→ **TASK STATEMENT**: Retype the records exactly, with nothing added or dropped.

→ **SUPPLIED MATERIAL**:
Content starts
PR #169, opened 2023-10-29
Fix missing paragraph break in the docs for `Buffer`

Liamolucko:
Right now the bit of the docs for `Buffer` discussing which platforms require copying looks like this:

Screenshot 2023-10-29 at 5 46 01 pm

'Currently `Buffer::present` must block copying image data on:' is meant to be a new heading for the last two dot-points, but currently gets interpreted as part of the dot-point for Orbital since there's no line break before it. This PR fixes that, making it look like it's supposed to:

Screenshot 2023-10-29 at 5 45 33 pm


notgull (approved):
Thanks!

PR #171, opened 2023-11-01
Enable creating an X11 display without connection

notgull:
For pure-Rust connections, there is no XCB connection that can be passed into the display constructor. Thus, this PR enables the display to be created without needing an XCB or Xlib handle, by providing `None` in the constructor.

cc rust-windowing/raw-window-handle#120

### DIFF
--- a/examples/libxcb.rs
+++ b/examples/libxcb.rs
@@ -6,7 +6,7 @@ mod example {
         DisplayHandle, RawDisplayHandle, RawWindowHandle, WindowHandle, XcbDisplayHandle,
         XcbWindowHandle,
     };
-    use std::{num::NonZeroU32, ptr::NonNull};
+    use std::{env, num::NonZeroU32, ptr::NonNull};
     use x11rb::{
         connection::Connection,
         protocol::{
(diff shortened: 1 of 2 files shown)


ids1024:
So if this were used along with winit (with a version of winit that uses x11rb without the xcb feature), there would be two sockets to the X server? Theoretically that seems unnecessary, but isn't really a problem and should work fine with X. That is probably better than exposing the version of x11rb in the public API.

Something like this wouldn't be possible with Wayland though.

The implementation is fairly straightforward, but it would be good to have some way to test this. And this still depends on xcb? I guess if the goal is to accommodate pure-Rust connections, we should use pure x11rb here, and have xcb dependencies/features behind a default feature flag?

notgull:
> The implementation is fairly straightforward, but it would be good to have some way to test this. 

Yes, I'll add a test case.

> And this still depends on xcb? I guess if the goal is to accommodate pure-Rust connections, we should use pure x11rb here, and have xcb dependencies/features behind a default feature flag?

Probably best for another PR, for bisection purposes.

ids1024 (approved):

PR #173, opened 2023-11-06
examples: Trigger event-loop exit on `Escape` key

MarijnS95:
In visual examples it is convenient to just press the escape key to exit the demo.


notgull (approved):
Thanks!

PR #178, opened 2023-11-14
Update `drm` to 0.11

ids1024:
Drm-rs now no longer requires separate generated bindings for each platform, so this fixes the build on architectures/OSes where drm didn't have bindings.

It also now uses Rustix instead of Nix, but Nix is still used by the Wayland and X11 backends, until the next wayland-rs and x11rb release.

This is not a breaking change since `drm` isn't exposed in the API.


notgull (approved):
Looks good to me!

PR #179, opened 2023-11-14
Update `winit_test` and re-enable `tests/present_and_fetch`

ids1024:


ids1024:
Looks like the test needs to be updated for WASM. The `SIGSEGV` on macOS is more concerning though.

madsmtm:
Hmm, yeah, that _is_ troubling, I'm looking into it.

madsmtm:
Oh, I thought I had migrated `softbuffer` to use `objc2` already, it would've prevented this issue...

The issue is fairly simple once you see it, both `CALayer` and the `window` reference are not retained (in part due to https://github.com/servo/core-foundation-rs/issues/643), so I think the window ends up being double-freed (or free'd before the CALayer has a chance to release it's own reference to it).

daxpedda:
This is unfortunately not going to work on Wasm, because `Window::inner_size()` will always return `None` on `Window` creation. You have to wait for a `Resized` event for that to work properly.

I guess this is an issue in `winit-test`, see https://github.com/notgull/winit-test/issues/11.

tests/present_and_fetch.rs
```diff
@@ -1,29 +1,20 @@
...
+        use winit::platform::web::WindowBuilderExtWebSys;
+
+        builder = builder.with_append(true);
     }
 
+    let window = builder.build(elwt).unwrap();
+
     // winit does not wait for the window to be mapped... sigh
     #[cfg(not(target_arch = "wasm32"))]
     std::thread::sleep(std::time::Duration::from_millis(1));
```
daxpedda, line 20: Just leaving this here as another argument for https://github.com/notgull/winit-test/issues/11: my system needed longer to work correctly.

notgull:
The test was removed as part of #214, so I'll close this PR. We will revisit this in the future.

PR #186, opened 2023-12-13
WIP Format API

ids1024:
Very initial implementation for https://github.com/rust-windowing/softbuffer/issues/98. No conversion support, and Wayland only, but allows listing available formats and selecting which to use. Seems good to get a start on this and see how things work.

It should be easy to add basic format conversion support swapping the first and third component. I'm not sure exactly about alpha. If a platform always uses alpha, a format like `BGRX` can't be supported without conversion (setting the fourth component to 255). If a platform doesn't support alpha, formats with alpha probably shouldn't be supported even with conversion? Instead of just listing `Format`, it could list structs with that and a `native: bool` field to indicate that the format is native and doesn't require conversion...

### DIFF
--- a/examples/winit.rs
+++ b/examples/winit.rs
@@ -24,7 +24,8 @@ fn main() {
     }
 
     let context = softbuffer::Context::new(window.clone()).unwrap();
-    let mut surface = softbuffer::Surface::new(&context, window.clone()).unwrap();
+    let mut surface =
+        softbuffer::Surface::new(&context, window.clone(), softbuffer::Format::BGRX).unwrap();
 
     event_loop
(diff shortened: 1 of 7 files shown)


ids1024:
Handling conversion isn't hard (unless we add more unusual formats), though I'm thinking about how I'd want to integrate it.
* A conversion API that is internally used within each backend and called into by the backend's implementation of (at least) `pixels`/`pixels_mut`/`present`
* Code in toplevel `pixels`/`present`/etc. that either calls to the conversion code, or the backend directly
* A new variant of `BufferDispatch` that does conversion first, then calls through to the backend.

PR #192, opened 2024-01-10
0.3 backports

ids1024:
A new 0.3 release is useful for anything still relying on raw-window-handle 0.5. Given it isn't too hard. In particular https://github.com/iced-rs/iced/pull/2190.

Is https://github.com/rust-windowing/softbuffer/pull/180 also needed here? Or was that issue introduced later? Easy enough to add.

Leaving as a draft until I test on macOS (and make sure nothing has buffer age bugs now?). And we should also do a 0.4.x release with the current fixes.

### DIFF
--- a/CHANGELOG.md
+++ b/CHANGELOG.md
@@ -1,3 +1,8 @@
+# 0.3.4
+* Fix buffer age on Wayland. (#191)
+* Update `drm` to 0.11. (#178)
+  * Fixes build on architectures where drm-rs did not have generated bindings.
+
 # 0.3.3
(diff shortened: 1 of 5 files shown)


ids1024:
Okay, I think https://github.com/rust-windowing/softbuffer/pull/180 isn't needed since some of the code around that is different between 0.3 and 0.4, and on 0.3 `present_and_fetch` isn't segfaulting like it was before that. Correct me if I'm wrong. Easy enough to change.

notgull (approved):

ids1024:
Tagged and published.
Content ends
→ **RESPONSE BOX**:
PR #169, opened 2023-10-29
Fix missing paragraph break in the docs for `Buffer`

Liamolucko:
Right now the bit of the docs for `Buffer` discussing which platforms require copying looks like this:

Screenshot 2023-10-29 at 5 46 01 pm

'Currently `Buffer::present` must block copying image data on:' is meant to be a new heading for the last two dot-points, but currently gets interpreted as part of the dot-point for Orbital since there's no line break before it. This PR fixes that, making it look like it's supposed to:

Screenshot 2023-10-29 at 5 45 33 pm


notgull (approved):
Thanks!

PR #171, opened 2023-11-01
Enable creating an X11 display without connection

notgull:
For pure-Rust connections, there is no XCB connection that can be passed into the display constructor. Thus, this PR enables the display to be created without needing an XCB or Xlib handle, by providing `None` in the constructor.

cc rust-windowing/raw-window-handle#120

### DIFF
--- a/examples/libxcb.rs
+++ b/examples/libxcb.rs
@@ -6,7 +6,7 @@ mod example {
         DisplayHandle, RawDisplayHandle, RawWindowHandle, WindowHandle, XcbDisplayHandle,
         XcbWindowHandle,
     };
-    use std::{num::NonZeroU32, ptr::NonNull};
+    use std::{env, num::NonZeroU32, ptr::NonNull};
     use x11rb::{
         connection::Connection,
         protocol::{
(diff shortened: 1 of 2 files shown)


ids1024:
So if this were used along with winit (with a version of winit that uses x11rb without the xcb feature), there would be two sockets to the X server? Theoretically that seems unnecessary, but isn't really a problem and should work fine with X. That is probably better than exposing the version of x11rb in the public API.

Something like this wouldn't be possible with Wayland though.

The implementation is fairly straightforward, but it would be good to have some way to test this. And this still depends on xcb? I guess if the goal is to accommodate pure-Rust connections, we should use pure x11rb here, and have xcb dependencies/features behind a default feature flag?

notgull:
> The implementation is fairly straightforward, but it would be good to have some way to test this. 

Yes, I'll add a test case.

> And this still depends on xcb? I guess if the goal is to accommodate pure-Rust connections, we should use pure x11rb here, and have xcb dependencies/features behind a default feature flag?

Probably best for another PR, for bisection purposes.

ids1024 (approved):

PR #173, opened 2023-11-06
examples: Trigger event-loop exit on `Escape` key

MarijnS95:
In visual examples it is convenient to just press the escape key to exit the demo.


notgull (approved):
Thanks!

PR #178, opened 2023-11-14
Update `drm` to 0.11

ids1024:
Drm-rs now no longer requires separate generated bindings for each platform, so this fixes the build on architectures/OSes where drm didn't have bindings.

It also now uses Rustix instead of Nix, but Nix is still used by the Wayland and X11 backends, until the next wayland-rs and x11rb release.

This is not a breaking change since `drm` isn't exposed in the API.


notgull (approved):
Looks good to me!

PR #179, opened 2023-11-14
Update `winit_test` and re-enable `tests/present_and_fetch`

ids1024:


ids1024:
Looks like the test needs to be updated for WASM. The `SIGSEGV` on macOS is more concerning though.

madsmtm:
Hmm, yeah, that _is_ troubling, I'm looking into it.

madsmtm:
Oh, I thought I had migrated `softbuffer` to use `objc2` already, it would've prevented this issue...

The issue is fairly simple once you see it, both `CALayer` and the `window` reference are not retained (in part due to https://github.com/servo/core-foundation-rs/issues/643), so I think the window ends up being double-freed (or free'd before the CALayer has a chance to release it's own reference to it).

daxpedda:
This is unfortunately not going to work on Wasm, because `Window::inner_size()` will always return `None` on `Window` creation. You have to wait for a `Resized` event for that to work properly.

I guess this is an issue in `winit-test`, see https://github.com/notgull/winit-test/issues/11.

tests/present_and_fetch.rs
```diff
@@ -1,29 +1,20 @@
...
+        use winit::platform::web::WindowBuilderExtWebSys;
+
+        builder = builder.with_append(true);
     }
 
+    let window = builder.build(elwt).unwrap();
+
     // winit does not wait for the window to be mapped... sigh
     #[cfg(not(target_arch = "wasm32"))]
     std::thread::sleep(std::time::Duration::from_millis(1));
```
daxpedda, line 20: Just leaving this here as another argument for https://github.com/notgull/winit-test/issues/11: my system needed longer to work correctly.

notgull:
The test was removed as part of #214, so I'll close this PR. We will revisit this in the future.

PR #186, opened 2023-12-13
WIP Format API

ids1024:
Very initial implementation for https://github.com/rust-windowing/softbuffer/issues/98. No conversion support, and Wayland only, but allows listing available formats and selecting which to use. Seems good to get a start on this and see how things work.

It should be easy to add basic format conversion support swapping the first and third component. I'm not sure exactly about alpha. If a platform always uses alpha, a format like `BGRX` can't be supported without conversion (setting the fourth component to 255). If a platform doesn't support alpha, formats with alpha probably shouldn't be supported even with conversion? Instead of just listing `Format`, it could list structs with that and a `native: bool` field to indicate that the format is native and doesn't require conversion...

### DIFF
--- a/examples/winit.rs
+++ b/examples/winit.rs
@@ -24,7 +24,8 @@ fn main() {
     }
 
     let context = softbuffer::Context::new(window.clone()).unwrap();
-    let mut surface = softbuffer::Surface::new(&context, window.clone()).unwrap();
+    let mut surface =
+        softbuffer::Surface::new(&context, window.clone(), softbuffer::Format::BGRX).unwrap();
 
     event_loop
(diff shortened: 1 of 7 files shown)


ids1024:
Handling conversion isn't hard (unless we add more unusual formats), though I'm thinking about how I'd want to integrate it.
* A conversion API that is internally used within each backend and called into by the backend's implementation of (at least) `pixels`/`pixels_mut`/`present`
* Code in toplevel `pixels`/`present`/etc. that either calls to the conversion code, or the backend directly
* A new variant of `BufferDispatch` that does conversion first, then calls through to the backend.

PR #192, opened 2024-01-10
0.3 backports

ids1024:
A new 0.3 release is useful for anything still relying on raw-window-handle 0.5. Given it isn't too hard. In particular https://github.com/iced-rs/iced/pull/2190.

Is https://github.com/rust-windowing/softbuffer/pull/180 also needed here? Or was that issue introduced later? Easy enough to add.

Leaving as a draft until I test on macOS (and make sure nothing has buffer age bugs now?). And we should also do a 0.4.x release with the current fixes.

### DIFF
--- a/CHANGELOG.md
+++ b/CHANGELOG.md
@@ -1,3 +1,8 @@
+# 0.3.4
+* Fix buffer age on Wayland. (#191)
+* Update `drm` to 0.11. (#178)
+  * Fixes build on architectures where drm-rs did not have generated bindings.
+
 # 0.3.3
(diff shortened: 1 of 5 files shown)


ids1024:
Okay, I think https://github.com/rust-windowing/softbuffer/pull/180 isn't needed since some of the code around that is different between 0.3 and 0.4, and on 0.3 `present_and_fetch` isn't segfaulting like it was before that. Correct me if I'm wrong. Easy enough to change.

notgull (approved):

ids1024:
Tagged and published.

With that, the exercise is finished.